4. Summary and Conclusions

Based on previous scientific literature, this research represents the first analysis of the law of reciprocity in regards to solar disinfection treatment under real sunlight using natural wastewater samples from a WWTP that contained wild bacterial strains, organic matter, and nutrients. This study was conducted under a controlled temperature below 20 °C to eliminate the significant influence of the thermal effect of solar radiation as a conditioning factor in microbiological inactivation in order to exclusively study the optical effect of solar radiation to evaluate its effectiveness on different microorganisms, including E. coli, E. faecalis, and C. perfringens.

The experimental results of solar disinfection did not achieve the total or effective inactivation of any bacterial strain studied at any time. However, significant disinfection rates were achieved for E. coli, with a 1.53–2.68 log reduction, and for E. faecalis, with a 0.55–2.16 log reduction. These data did not affect the purpose of the research, which was to verify the law of reciprocity.

The results show that the reciprocity law was only justified for the solar disinfection of E. coli, while E. faecalis suffered deviations in regards to this law. The inactivation kinetics of E. coli revealed almost identical inactivation rates in each trial for the same UV dose, which was also very similar for the three tests performed, under different environmental conditions. However, it was observed that the reciprocity may suffer slight deviations and is not always fulfilled at low UV doses (UV doses < 20 Wh/m² have been estimated based on the results obtained in this work). For E. faecalis, the law was valid at intensities < 700 W/m², and it was rejected at higher solar irradiation intensities (>700 W/m²).
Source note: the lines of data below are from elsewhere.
PR #1153, opened 2023-12-28
Handle last token from generation prompt

pablovicente:
Some tokenizers, like Llama BPE tokenizer, might merge tokens into one such as the case where there is a space follow by some characters like `$`. 

In a previous PR we handled the case for chosen/rejected but one small improvement is to remove the extra space token from the end of the prompt used for generation in `get_batch_samples`. It should left to the model if the next generated token is just the space token or one such that it combines the space with other token into one. To do so, we need to manually check `prompt_ids` for chosen/rejected and by itself and chose the shortest knowing that they can only differ by 1 token. 

Given the following example, `prompt + chosen` will leave the space after `[\INST]` unchanged but it wont be the case for `prompt+rejected` since it starts with `$`.    

```
"prompt": "[INST] How is the stock price? [/INST] "
"chosen": "46 as of 10am EST"
"rejected":  "$46 as of 10am EST"
```

@kashif

### DIFF
--- a/trl/trainer/dpo_trainer.py
+++ b/trl/trainer/dpo_trainer.py
@@ -593,35 +593,28 @@ class DPOTrainer(Trainer):
                 raise ValueError(f"rejected should be an str but got {type(rejected)}")
             rejected_tokens = self.build_tokenized_answer(prompt, rejected)
 
-            # Last prompt token might get merged by tokenizer
+            # Last prompt token might get merged by tokenizer and
             # it should not be included for generation if that happens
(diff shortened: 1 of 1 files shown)


kashif:
@pablovicente are the tests passing for you?

pablovicente:
> @pablovicente are the tests passing for you?

`test_dpo_trainer.py` tests pass. I see issues on the sft_trainer but have not made changes there. Are dpo_trainer tests pass for you?

younesbelkada (commented):
@kashif we can merge this no? Wdyt? 🙏

kashif (approved):

PR #1154, opened 2023-12-29
Change device access order for speedup of calculating metrics in DPOTrainer

brcps12:
Currently, when calculating metrics in `DPOTrainer`, the values are moved to the CPU and the mean is calculated. However, when doing this, the cost of moving the values to the CPU is very large.

So I changed the device order to improve speed. Below are the `torch profiler` results before and after changing the order in my experiment.

cpu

Moreover, C. perfringens strains did not show relevant results after disinfection treatment, so the behaviour of this bacteria should be studied in depth. On the other hand, it was observed that the physiological response that occurred between the microorganisms studied and the SODIS treatment differed between the bacteria analysed. Therefore, it was reaffirmed that it is natural to expect anomalies in the reciprocity law for different bacterial species.

In summary, as there is no valid and equal final conclusion for all bacteria studied, without absolute certainty that the reciprocity law is always fulfilled, the reciprocity law could not be used to accurately calculate or estimate the disinfection of wastewater from the received global solar radiation values and the treatment time. Furthermore, taking into account that in real tertiary treatment applications, it will not be possible to control the water temperature, we can conclude that we cannot currently use this law to estimate the solar disinfection of water under different climatic conditions. Further research with different microorganisms, as well as different temperatures, would be needed to determine whether the law holds true and could be used to make daily estimates of tertiary solar water disinfection. It would also be interesting to determine whether the microbial concentration influences the reciprocity law during solar disinfection. Finally, the way in which this law affects natural versus synthetic water samples should also be studied, as the literature expresses differing opinions.